TASK DESCRIPTION:
Reproduce each of the entries that follow, exactly.

-------- SUPPLIED MATERIAL

PR #182, opened 2016-10-20
Swik 732 fixing error actions refactoring

vinaymodi:
During code refactoring in Leipzig, some functions were not correctly refactored. Also fixed few dispatch strings. This was not making any side effect on the existing code because in ErrorStore, for all dispatch strings there is only one handler.


kadevgraaf:
@ali1k - Were you involved in this work during the Hackathon? If so, and if you have time, can you do a quick QA as well?

PR #187, opened 2016-10-25
Swik 642 validate comment title

dpaun:
This PR adds validation of comment (and reply) title and text. Currently, these fields are mandatory so if one of them is empty a notification will be displayed.


kadevgraaf:
Seems like a clear/good refactor of existing code.

PR #2414, opened 2016-05-11
log when using workaround for .cif issue from bad TIF tag

mtbc:
Satisfies https://github.com/openmicroscopy/bioformats/pull/2318#issuecomment-218255604 by logging the issue now handled by https://github.com/openmicroscopy/bioformats/pull/2318/commits/1187fe7ea98b715136819996a05a6e038fb5fed7. Unfortunately I am not aware that we have the original data that triggers the issue.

----------------

TASK RESULT:
PR #182, opened 2016-10-20
Swik 732 fixing error actions refactoring

vinaymodi:
During code refactoring in Leipzig, some functions were not correctly refactored. Also fixed few dispatch strings. This was not making any side effect on the existing code because in ErrorStore, for all dispatch strings there is only one handler.


kadevgraaf:
@ali1k - Were you involved in this work during the Hackathon? If so, and if you have time, can you do a quick QA as well?

PR #187, opened 2016-10-25
Swik 642 validate comment title

dpaun:
This PR adds validation of comment (and reply) title and text. Currently, these fields are mandatory so if one of them is empty a notification will be displayed.


kadevgraaf:
Seems like a clear/good refactor of existing code.

PR #2414, opened 2016-05-11
log when using workaround for .cif issue from bad TIF tag

mtbc:
Satisfies https://github.com/openmicroscopy/bioformats/pull/2318#issuecomment-218255604 by logging the issue now handled by https://github.com/openmicroscopy/bioformats/pull/2318/commits/1187fe7ea98b715136819996a05a6e038fb5fed7. Unfortunately I am not aware that we have the original data that triggers the issue.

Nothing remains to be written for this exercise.